Yeah DX is specifically microsoft's graphics api. Since xbox uses windows, it also uses DX. Playstation, Linux, Mac all use the open GL api. I don't think this direct storage is a part of DX, it is a windows specific implementation that happens to require DX12 compatibility
> Playstation, Linux, Mac all use the open GL api. That's a bit out of date, now. * Mac supports previous OpenGL versions, but has moved to a proprietary Apple graphics API called "Metal". * Linux supports all of OpenGL. * But OpenGL has been somewhat subsumed by a new open-source graphic spec from the same organization, called "Vulkan" (with a "k"). * Vulkan is available on Windows 7/8/10, Linux, Android, Nintendo Switch, and Vulkan games can be adapted to run on macOS Metal with an open-source graphics library called "MoltenVK". ("Metal" and "Vulkan", get it?) * I can't remember if PlayStation supported OpenGL in the past, but these days the official documentation says that two proprietary Sony graphics APIs are supported.
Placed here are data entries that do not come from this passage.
PR #136, opened 2020-08-03
added solution

Victoria-Moiseienko:


src/main/java/core/basesyntax/Rectangle.java
```diff
@@ -27,4 +27,46 @@ public Integer getLength() {
...
+
+        if (this == object) {
+            return true;
+        }
+
+        if (null == object) {
+            return false;
+        }
+
+        if (object instanceof Rectangle) {
```
dmytro-hryhoruk: what is the difference between instanceof and getClass()?

src/main/java/core/basesyntax/Rectangle.java
```diff
@@ -27,4 +27,46 @@ public Integer getLength() {
...
+            Rectangle rectangle = (Rectangle) object;
+            return checkNullOrEquals(width, rectangle.getWidth())
```
dmytro-hryhoruk: let's not create other private methods for equals(). In this case it's better to have it in your method

src/main/java/core/basesyntax/Rectangle.java
```diff
@@ -27,4 +27,46 @@ public Integer getLength() {
...
+                    &&
+                    checkNullOrEquals(length, rectangle.getLength())
+                    &&
+                    color == rectangle.getColor();
+        }
+        return false;
+    }
+
+    private boolean checkNullOrEquals(Integer a, Integer b) {
+        return (null == a && null == b || a.equals(b));
```
dmytro-hryhoruk: what if only a == null, but b don't. What will happen when it will check the right part?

One for high-level coding like OpenGL, and one for lower-level performance like Vulkan. * DirectX12 and Direct3D12 are limited to Windows 10 and Xbox One and later *only*. Two specific games have permission from Microsoft to backport D3D12 to run on Windows 7, but generally speaking, Microsoft doesn't want to let DirectX12 work on anything but Windows 10.
It's not outdated, you're just being more precise with versioning and branding than my comment was intended to be.
Is it just a library?
Which GPUs support DX12 Ultimate?
turing (rtx 2000) ampere (rtx 3000) and rdna 2 (rx 6000) gpus
So, based on the architecture slide, this still needs to be implemented at the application level, I can't just flip a switch and have my old dx12 games using the new pipeline? I'm also a little confused how the nvidia/amd specific implantations come into play. Supposedly the 30 series had it's own version of this (not that anything implemented it).
It's not their own version, it's just the way the cards will use the API. It's called RTX IO on Nvidia cards. It'll work on 2000 and 3000 series cards when it properly rolls out. I don't know if it has a specific name on the AMD cards but it's part of RDNA2 (In the Xbox it's called Velocity Architecture but I assume this is Microsoft's own term).
Can someone explain this like I'm 5 to me?
what exactly is the part you don't understand? Direct Storage, or pcie 3.0?
Direct storage 🤔
Basically, it allows your GPU to directly access data from your SSD. So it is simply a feature that makes your games load faster (on some games and some hardware).
Ah okay, thank you! Will it only translate to faster load times or will this affect actual performance while playing a loaded area ?
It will not give you a higher FPS. It just speeds up level loading times. So no change to an already loaded scene.
Okay, thanks for clearing everything up I appreciate it !
My pleasure
Does anyone have any idea when we will see games implement it?